◆ **INPUT DATA**
PR #29126, opened 2022-01-04
fix: POS items added to cart despite low qty

nemesis189:
**Issue:**
- Go to point of sale.
- Add items into the cart.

◆ **THE TASK**
Restate the data word for word, leaving nothing out.

◆ **THE ANSWER**
PR #29126, opened 2022-01-04
fix: POS items added to cart despite low qty

nemesis189:
**Issue:**
- Go to point of sale.
- Add items into the cart.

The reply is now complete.